Analisaremos o caso de uma jovem operadora de telemarketing que levantava fundos para uma fundação e que, como foi revelado naquele momento , falou com um homem que havia morrido há 14 meses.

Como poderia ser de outra forma, a inexplicável situação, ocorrida em 2008, rapidamente se espalhou pelo mundo.

Com o passar dos dias, o áudio foi publicado e você podia ouvir Nilda Bustos, executiva do Centro da Fundação Niño e Pátria do Chile, conversando com quem seria Gonzalo Vargas. Ou não, porque, supostamente, ele já estava morto no momento em que "atendeu" essa ligação.



Como de costume em suas tarefas, Bustos discou vários números naquela tarde até entrar em contato com a casa de Vargas. O motivo de sua ligação foi a arrecadação de fundos para a instituição.

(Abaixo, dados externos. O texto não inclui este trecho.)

PR #1578, opened 2019-03-27
Corrected series sort return value order of tooltipIndividual mode.

descipher:


ikulikov:
@descipher. Thanks. But the issue is not in series info sorting. Incorrect series info is taken inside tooltip formatter function. I'm going to close this PR. I will provide correct fix soon.

descipher:
Odd, I did test the result of the sort change as successful. I walked the formatter but did not see an issue there. I will watch for the fix you have to understand the formatter better.

PR #1610, opened 2019-04-05
Add new map provider HERE

vvlladd28:


ui/src/app/widget/lib/openstreet-map.js
```diff
@@ -31,9 +31,14 @@ export default class TbOpenStreetMap {
 			mapProvider = "OpenStreetMap.Mapnik";
 		}
 
+		if (!mapProvider.indexOf("HERE.")) {
+			credentials.app_id = credentials.app_id || "AhM6TzD9ThyK78CT3ptx";
+			credentials.app_code = credentials.app_code || "p6NPiITB3Vv0GMUFnkLOOg";
+		}
```
ikulikov: Don't understand why we need credentials for map providers other than 'HERE'.

PR #1619, opened 2019-04-10
Fix Chinese translation problem

gemron:


ikulikov:
@gemron thanks for your contribution!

Durante essa comunicação, o Sr. Vargas indicou à operadora de telefonia que consultaria a situação com sua esposa e pediu que ela retornasse a ligação mais tarde. Seguindo essas indicações, a jovem voltou a se comunicar horas depois com a mesma propriedade para oferecer os serviços da fundação em troca de ajuda financeira, mas desta vez foi a mulher da casa que atendeu. Foi então que ambas sentiram um forte calafrio ao detalhar a situação que haviam vivido anteriormente, porque a esposa de Vargas disse à garota do outro lado do telefone que seu marido "morreu há um ano e dois meses atrás".

"Olá, boa tarde, meu nome é Nilda Bustos, voluntária da Fundação Niño y Patria, e tenho o prazer de entrar em contato com você para convidá-lo a fazer parte deste projeto." Depois de detalhar como eram os canais de ajuda e para onde isso estava indo, Busto disse: "Hoje de manhã conversei com Don Gonzalo, ele disse que você concordaria em colaborar a partir do próximo mês. Podemos contar com a ajuda dele?"

"Gonzalo está morto!", disse a sra. Vargas, então a garota respondeu: "Mas hoje de manhã eu falei com ele."

"Meu marido faleceu há um ano e dois meses". A esposa de Vargas respondeu bruscamente.

Acreditando que a pessoa do outro lado estava brincando, Bustos insistiu: "Conversei com Don Gonzalo, uma pessoa séria eu notei e me disse para ligar mais tarde, pois ele deveria consultar você".

Diante dessa explicação, a sra. Vargas disse: "Não vou mentir para você. Tenho quatro filhos e ninguém estava em casa hoje. Passei o dia todo trabalhando na papelada e pagando contas, pois não havia ninguém na casa. Ninguém. Sou viúva e meus filhos são independentes, eles não moram aqui."

Diante dessa situação, a jovem, que não ficou surpresa, perguntou: "Tem certeza de que não havia ninguém em sua casa hoje?"

"Tenho certeza absoluta", sentenciou a viúva. "Meus filhos trabalham e nenhum deles mora comigo."

Então, a situação a deixou curiosa, e ela questionou: "Ele contou sobre mim, contou o meu nome? Como soube que o nome dele era Gonzalo?"

"Quando liguei, ele se apresentou e me pediu para ligar novamente, porque ia consultar você", confidenciou a jovem, quase tremendo.

A ligação não terminou assim e Bustos apenas conseguiu acrescentar: "Então ele está cuidando de você, ele está protegendo você".

Enquanto isso, a sra. Vargas afirmou: "Pode ser, éramos muito próximos, 40 anos casados, então foi uma morte terrível".

Anos mais tarde...

Com a notícia em todos os jornais, Hilda Bustos deu uma entrevista, anos depois.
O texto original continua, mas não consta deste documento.